Travolti da un insolito destino nel grigio gorgo della cancel culture

Di Piero Vietti
13 Ottobre 2021
Un libro mette alla prova del politicamente corretto il cinema italiano degli anni d'oro. Che oggi sarebbe definito sessista, omofobo e razzista. Istruzioni per salvarlo a tutti i costi
Travolti da un insolito destino nell’azzurro mare di agosto
Una scena del film "Travolti da un insolito destino nell’azzurro mare di agosto"

Se è successo a Via col vento, perché non dovrebbe capitare all’Alberto Sordi di Amore mio aiutami, film italiano del 1969 in cui l’Albertone nazionale corca di botte per quasi tutta la pellicola la bionda consorte Monica Vitti, prendendola a calci, manrovesci e pugni in faccia? E perché non al Sordi che in Io e Caterina si lamenta che «le donne ormai le faccende domestiche non vogliono farle più»? E che dire della «bottana industriale» Mariangela Melato, malmenata da Giancarlo Giannini in Travolti da un insolito destino nell’azzurro mare d’agosto?

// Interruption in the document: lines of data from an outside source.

Issue #31936, opened 2025-01-09
Inconsistent behavior of registers when clipboard provider not found


UnkwUsr:
### Problem

When clipboard provider not found, trying to write to registers `"+` and `"*` shows error, but still this registers gets created and new content gets written to them. We can prove this by checking `:registers` output. But trying to paste from this registers results in pasting from `""`.

### Steps to reproduce

(`PATH=` used to avoid detecting clipboard provider. But better to also check manually that it is not set: `:checkhealth provider.clipboard`)

```
echo -e 'aaa\nbbb' | PATH= /bin/nvim --clean
"+yy
j
yy
"+p
:registers
```

At then end `:registers` shows that `"+` contains `aaa` but we clearly see that when we did `"+p`, it pasted content of `""`, not `"+`.

## Solution 1

Make `"+` and `"*` registers act as any other named register if clipboard provider not found. So it will write and read registers without falling back to `""` as it does now.

## Solution 2

Prevent creating (and writing to) registers `"+` and `"*` when clipboard provider not found. So, after `"+yy`, doing `"+p` should not paste anything.

### Nvim version (nvim -v)

v0.10.3

### Vim (not Nvim) behaves the same?

no, gvim 9.1

### Operating system/version

archlinux

### Terminal name/version

kitty

### $TERM environment variable

xterm-kitty

### Installation

pacman

UnkwUsr:
Behavior in vim 9.1 (with +clipboard compiled feature): it does not write to those registers, but on reading it fallbacks to `""` the same as nvim

AbhijithKumble:
I want to try solving this issue, how do i start solving this issue ?

justinmk:
@AbhijithKumble read https://github.com/neovim/neovim/blob/master/CONTRIBUTING.md 

you should start by try things out and ask specific questions. 

> how do i start solving this issue ?

answering that question is about the same amount of work as fixing the issue.

AbhijithKumble:
So which of those two proposed solutions should i implement ?

> Expected behavior
>
> Solution 1
> 
> Make "+ and "* registers act as any other named register if clipboard provider not found. So it will write and read registers without falling back to "" as it does now.
>
> Solution 2
> 
> Prevent creating (and writing to) registers "+ and "* when clipboard provider not found. So, after "+yy, doing "+p should not paste anything.

justinmk:
Solution 1 sounds like what I would favor, unless others have comments.

UnkwUsr:
[...]

PR #32269, opened 2025-01-31
fix(yank): ensure registers "+ and "* behave consistently without clipboard provider

AbhijithKumble:
Problem: When the clipboard provider is unavailable, writing to `"+` and `"*` registers shows an error but still stores data. However, pasting from them (`"+p`) unexpectedly falls back to `""`, leading to inconsistent behavior.

Solution: Ensure `"+` and `"*` registers behave like normal named registers when the clipboard provider is unavailable, preventing fallback to `""` and ensuring predictable yank and paste operations.

### DIFF
--- a/src/nvim/ops.c
+++ b/src/nvim/ops.c
@@ -914,16 +914,6 @@ yankreg_T *get_yank_register(int regname, int mode)
       && get_clipboard(regname, &reg, false)) {
     // reg is set to clipboard contents.
     return reg;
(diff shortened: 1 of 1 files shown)


AbhijithKumble:
fixes #31936

justinmk:
> preventing fallback to `""`

https://github.com/neovim/neovim/issues/31936#issuecomment-2662145289 mentions that as vim-compatible behavior.

meanwhile, CI needs a lot of work here.

PR #32275, opened 2025-01-31
fix(diagnostic): improve current_line refresh logic

### LINKED ISSUE #32241: `current_line` diagnostic handler does not update correctly
### Problem

Image

with 
```lua
vim.diagnostic.config({
  virtual_lines = { current_line = true },
})
```
Due to the ordering of the auto command being destroyed on `hide` the diagnostic only updates for the most recently edited buffer and doesn't track the cursor correctly.

### Steps to reproduce

create two errors in file
create split
create two errors in second file
switch between the two splits (using `<c-w>` or `mouse` and observe that the diagnostic only redraws for the most recently edited buffer

### Expected behavior

error to follow cursor

### Nvim version (nvim -v)

HEAD

no

### Operating system/version

Linux

### Terminal name/version

Kitty

xterm-256

### Installation

build from source

tris203:
Problem:
The current implementation uses a global augroup for virtual lines in diagnostics, which can lead to conflicts and unintended behavior when multiple namespaces/buffers are involved.

Solution:
Refactor the code to use a namespace-specific augroup for virtual lines. This ensures that each namespace has its own augroup. Scope the clear commands to only the relevant buffer.

Closes #32241

### DIFF
--- a/runtime/lua/vim/diagnostic.lua
+++ b/runtime/lua/vim/diagnostic.lua
@@ -344,7 +344,6 @@ local global_diagnostic_options = {
 --- @class (private) vim.diagnostic.Handler
 --- @field show? fun(namespace: integer, bufnr: integer, diagnostics: vim.Diagnostic[], opts?: vim.diagnostic.OptsResolved)
 --- @field hide? fun(namespace:integer, bufnr:integer)
---- @field _augroup? integer
 
 --- @nodoc
 --- @type table<string,vim.diagnostic.Handler>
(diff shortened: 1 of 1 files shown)


tris203:
cc @MariaSolOs

MariaSolOs:
Are you sure that this fixes https://github.com/neovim/neovim/issues/32241? Because I had tried this earlier this week locally and I could still repro the issue.

MariaSolOs:
Also for reference, this is the fix suggested by https://lists.sr.ht/~whynothugo/lsp_lines.nvim/patches/47413

tris203:
> Are you sure that this fixes #32241? Because I had tried this earlier this week locally and I could still repro the issue.

I can't reproduce the error not tracking the cursor with this change

MariaSolOs:
> I can't reproduce the error not tracking the cursor with this change

Thanks for confirming!

MariaSolOs (approved):

PR #32282, opened 2025-02-01
feat(treesitter): table of contents for checkhealth, markdown

clason:
Problem: No table of contents in health checks and Markdown files.

Solution: Refactor `show_toc()` function to support multiple queries. Add Markdown query. Add buffer-local `gO` mapping in `checkhealth` and `markdown` ftplugin.

Also rename (internal) `vim.vimhelp` module to `vim.render` as itcontains generic functions.

---

Problem: Cannot jump between sections with `[[` and `]]`.

Solution: Refactor `show_toc` function and implement `jump` function for
text buffers. Map to `[[`/`]]` in `help` and `checkhealth` ftplugin.

(Turns out markdown already has these mappings in its ftplugin file. We could still override those since the treesitter functions are bound to be more robust than the simple regex searches.)

---

Possible follow-ups:
* refactor the `g==` function and add it for markdown files (not done because it's too noisy right now).

close #32165


runtime/ftplugin/help.lua
```diff
@@ -82,5 +91,6 @@ vim.keymap.set('n', 'g==', function()
 end, { buffer = true })
 
 vim.b.undo_ftplugin = (vim.b.undo_ftplugin or '')
-  .. '\n exe "nunmap <buffer> gO" | exe "nunmap <buffer> g=="'
+  .. '\n exe "nunmap <buffer> gO" | exe "nunmap <buffer> g==" | '
+  .. '\n exe "nunmap <buffer> ]]" | exe "nunmap <buffer> [["'
```
zeertzjq, line 95: Why are the second and third commands separated by both a `|` and a `\n`?

runtime/ftplugin/checkhealth.lua
```diff
@@ -0,0 +1,14 @@
...
+vim.keymap.set('n', ']]', function()
+  require('vim.render').jump({ count = 1, level = 1 })
+end, { buffer = 0, silent = false, desc = 'Jump to next section' })
+vim.keymap.set('n', '[[', function()
+  require('vim.render').jump({ count = -1, level = 1 })
+end, { buffer = 0, silent = false, desc = 'Jump to previous section' })
+
+vim.b.undo_ftplugin = (vim.b.undo_ftplugin or '')
+  .. '\n exe "nunmap <buffer> gO"'
+  .. '\n | exe "nunmap <buffer> ]]" | exe "nunmap <buffer> [["'
```
zeertzjq, line 14: Same here

runtime/ftplugin/help.lua
clason: eh, better safe than sorry

runtime/doc/news.txt
```diff
@@ -379,6 +379,9 @@ TREESITTER
   activated by passing the `on_parse` callback parameter.
 • |vim.treesitter.query.set()| can now inherit and/or extend runtime file
   queries in addition to overriding.
+• |gO| now works in `help`, `checkhealth`, and `markdown` buffers.
+• Jump between sections in `help` and `checkhealth` buffers with `[[` and
+  `]]`.
```
justinmk, line 384: maybe put this in the EDITOR section? the ts part is a implementation detail.

runtime/lua/vim/render.lua
```diff
@@ -0,0 +1,162 @@
+-- Extra functionality for rendering rich text buffers (vim help, markdown)
```
justinmk, line 1: shouldn't this stuff live in `vim.ui` ?

runtime/lua/vim/render.lua
```diff
@@ -0,0 +1,162 @@
...
+
+local M = {}
+
+--- Apply current colorscheme to lists of default highlight groups
+---
+--- Note: {patterns} is assumed to be sorted by occurrence in the file.
+--- @param patterns {start:string,stop:string,match:string}[]
+function M.highlight_groups(patterns)
```
justinmk, line 9: should this live in `vim.hl` ?

```suggestion
function M.hl_groups(patterns)
```

runtime/lua/vim/render.lua
```diff
@@ -0,0 +1,162 @@
...
+  vim.fn.setloclist(0, {}, 'a', { title = 'Help TOC' })
+  vim.cmd.lopen()
+end
+
+--- Jump to section
+--- @param opts table jump options
+---  - count integer direction to jump (>0 forward, <0 backward)
+---  - level integer only consider headings up to level
+--- todo(clason): support count
+function M.jump(opts)
```
justinmk, line 133: doesn't seem like `vim.render` or `vim.ui` is the place for this.

justinmk (commented):
unclear if `vim.render` is intended to be public, but the naming questions apply in any case

clason:
It's not meant to be public, and these functions should stay together since they are used in the same context (and for the same reason) but they should not be part of a `ftplugin` (since they're shared across three or more). 

If you have a better name for this internal module, please tell me and I will use it.

runtime/lua/vim/render.lua
clason: "Highlight" is the verb here :) So it should be `highlight_hl_groups`.

runtime/lua/vim/render.lua
clason: Again, internal utility function. Would love to have a generic `jump` or `motion` module, but that is a job for somebody else.

justinmk:
Don't we usually give some signal that a module is private? Seems like the pattern is to name it with underscore. If these can't live in `vim.ui` then perhaps `vim._ui`, I don't want "render" to gain traction/mindshare.

`vim.ui.show_toc` could make sense as a public function but can revisit that later.

clason:
Sure, I'll rename it to `_textutils.lua`. I don't want this mixed into _any_ public-facing API; it's really just a set of common ftplugin utility functions.

(I had the idea of integrating this with our current markdown renderer we use for LSP, and moving vimdoc rendering into Lua, but I see that this is not an acceptable direction so I will drop this idea.)

justinmk:
> Sure, I'll rename it to `_textutils.lua`.


We have `vim.text`, if this is truly text-related stuff that should be private, it can live in `vim._text` or underscore-prefixed functions in `vim.text`.

Nvim is a TUI so everything is "text", but the "text" aspects of these functions is secondary.

These functions are about highlighting, jump (navigation), and UI (show_toc). So `vim.ui` or `vim._ui` seems more appropriate.

clason:
> We have vim.text, if this is truly text-related stuff that should be private, it can live in vim._text or underscore-prefixed functions in vim.text.

I thought about that, but those are text (string) _manipulation_ functions, so this seemed like a poor fit.

Is `vim.ui._text` acceptable to get this merged? Since it's not public API, you can rename and refactor to your heart's content afterwards.

clason:
Or you can also close this if you don't think the feature is worth polluting the namespace.

runtime/ftplugin/help.lua
```diff
@@ -4,37 +4,45 @@ vim.treesitter.start()
...
+vim.keymap.set('n', '[[', function()
+  require('_textutils').jump({ count = -1 })
+end, { buffer = 0, silent = false, desc = 'Jump to previous section' })
 
 -- Add "runnables" for Lua/Vimscript code examples.
 ---@type table<integer, { lang: string, code: string }>
 local code_blocks = {}
-local tree = vim.treesitter.get_parser():parse()[1]
+local bufnr = vim.api.nvim_get_current_buf()
+local parser = assert(vim.treesitter.get_parser(bufnr, 'vimdoc', { error = false }))
```
MariaSolOs, line 45:
```suggestion
local parser = assert(vim.treesitter.get_parser(nil, 'vimdoc', { error = false }))
```

The default is the current buffer.

runtime/lua/_textutils.lua
```diff
@@ -0,0 +1,164 @@
...
+local function hash_tick(bufnr)
+  return tostring(vim.b[bufnr].changedtick)
+end
+
+--- Extract headings from buffer
+--- @param bufnr integer buffer to extract headings from
+--- @return table[]? headings each entry has keys `bufnr`, `lnum`, `capture`, `text`
+local get_headings = vim.func._memoize(hash_tick, function(bufnr)
+  local lang = vim.treesitter.language.get_lang(vim.bo[bufnr].filetype)
+  if not lang then
```
MariaSolOs, line 77: In which case would `lang` be nil?

runtime/lua/_textutils.lua
```diff
@@ -0,0 +1,164 @@
...
+    for _, heading in ipairs(headings) do
+      if heading.lnum > curpos and heading.level <= maxlevel then
+        vim.api.nvim_win_set_cursor(winid, { heading.lnum, 0 })
+        return
+      end
+    end
+  elseif opts.count < 0 then
+    for i = #headings, 1, -1 do
+      if headings[i].lnum < curpos and headings[i].level <= maxlevel then
+        print(headings[i].lnum)
```
MariaSolOs, line 156: Is this `print` left from debugging?

clason: Yes, thanks.

runtime/lua/_textutils.lua
clason: If there's no `filetype`.

justinmk:
> they're just internal utility functions shared by two or more ftplugins. We have yet to come up with a pattern for such. Would it be better if I moved them out of the `vim` namespace altogether?)

Yeah, either `_shared.lua` or `_util.lua` I think conveys the fact that these are just random shared internal functions.

runtime/lua/_textutils.lua
MariaSolOs: Right, I got that bit. But is that possible in a Markdown or Vimdoc file?

I ask this in case that this might silently ignore an error, and maybe `assert` would be more appropriate.

clason: Well, this is primarily intended to shut up luals, and short-circuiting in this case seemed the most reasonable approach.

But maybe returning an empty table is even more reasonable given the purpose here and simplifies the check later.

lewis6991 (approved):

lewis6991 (approved):

justinmk:
> either `_shared.lua` or `_util.lua` I think conveys the fact that these are just random shared internal functions.

👀

clason:
> > either `_shared.lua` or `_util.lua` I think conveys the fact that these are just random shared internal functions.
> 
> 👀

I don't want to give this a too generic name, because I don't want a single dumping ground for all possible shared files. (We have pushed back on this in other contexts.) There's also performance implications since this module is required in ftplugins.

If the current `_textutils.lua` is unacceptable, I'd appreciate a better reasoned suggestion. If it's about top-level files, I can do `shared/_text.lua` or similar.

clason:
OK, new plan (and final offer): 
1. inline the vimdoc specific colorizer function in the help `ftplugin`;
2. move the treesitter navigation functions to a private(!) `vim.treesitter._headings` module.

Follow-up can turn this into a proper module with `headings.scm` queries and an API so other filetypes (asciidoc, rst, LaTeX, ....) can partake.

PR #32303, opened 2025-02-02
vim-patch:9.1.1070: Cannot control cursor positioning of getchar()

zeertzjq:
#### vim-patch:9.1.1070: Cannot control cursor positioning of getchar()

Problem:  Cannot control cursor positioning of getchar().
Solution: Add "cursor" flag to {opts}, with possible values "hide",
          "keep" and "msg".

related: vim/vim#10603
closes: vim/vim#16569

https://github.com/vim/vim/commit/edf0f7db28f87611368e158210e58ed30f673098

### DIFF
--- a/test/functional/vimscript/getchar_spec.lua
+++ b/test/functional/vimscript/getchar_spec.lua
@@ -1,0 +1,92 @@
+local n = require('test.functional.testnvim')()
+local Screen = require('test.functional.ui.screen')
+
+local clear = n.clear
+local exec = n.exec
+local feed = n.feed
+local async_command = n.async_meths.nvim_command
+
+describe('getchar()', function()
+  before_each(clear)
+
+  -- oldtest: Test_getchar_cursor_position()
+  it('cursor positioning', function()
+    local screen = Screen.new(40, 6)
+    exec([[
+      call setline(1, ['foobar', 'foobar', 'foobar'])
+      call cursor(3, 6)
+    ]])
+    screen:expect([[
+      foobar                                  |*2
+      fooba^r                                  |
+      {1:~                                       }|*2
+                                              |
+    ]])
+
+    -- Default: behaves like "msg" when immediately after printing a message,
+    -- even if :sleep moved cursor elsewhere.
+    for _, cmd in ipairs({
+      'echo 1234 | call getchar()',
+      'echo 1234 | call getchar(-1, {})',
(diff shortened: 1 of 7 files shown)


test/functional/vimscript/getchar_spec.lua
```diff
@@ -0,0 +1,92 @@
...
+        1234                                    |
+      ]])
+    end
+
+    -- Default: behaves like "keep" when not immediately after printing a message.
+    for _, cmd in ipairs({
+      'call getchar()',
+      'call getchar(-1, {})',
+      "call getchar(-1, #{cursor: 'keep'})",
+      "echo 1234 | sleep 10m | call getchar(-1, #{cursor: 'keep'})",
```
justinmk, line 56: Testing e32f2b4606f0 locally, it seems `sleep` is necessary to get the desired cursor "keep" effect, even when `getchar(-1, #{cursor: 'keep'})` is called from a mapping.

Would it make sense for `cursor='keep'` to take care of that internally? Else we should probably document it.

justinmk (approved):

test/functional/vimscript/getchar_spec.lua
zeertzjq: What exactly did you test?

justinmk: I tested this, and it seems to be working now...

    nnoremap s <cmd>echo getchar(-1, #{cursor: 'keep'})<cr>

zeertzjq: If the cursor is already in the message area, `getchar()` will not move it back to the current window. I'm thinking about adding another value for `cursor` that forces `getchar()` to move cursor to the current window, but can't decide how to name it.

Or maybe allow `cursor` to also take a List that can specify an arbitrary position?

justinmk: > thinking about adding another value for `cursor` that forces `getchar()` to move cursor to the current window

`win` or maybe `clear` ?

zeertzjq: Actually, I previously thought that this should be achieved by adding a separate functionality solely focusing on moving cursor, and when combined with `getchar(-1, {'cursor': 'keep'})` it can achieve that. There is `cursor` flag of `nvim__redraw` that can already achieve this, but in Vim this can only be done with `:sleep`.

cc @luukvbaal what do you thin?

E ancora: Lino Banfi che canta «benvenuti a sti frocioni», Totò che si pittura la faccia di nero e – anticipando di decenni Tale e quale show – fa del blackface prendendo in giro la parlata degli africani, e poi Sophia Loren, Marisa Allasio e Silvia Pampanini che in più di un film fanno girare i maschi arrapati che fischiano e lanciano apprezzamenti (o fanno catcalling?), e i protagonisti del Sorpasso che scherzano su Occhiofino-Finocchio.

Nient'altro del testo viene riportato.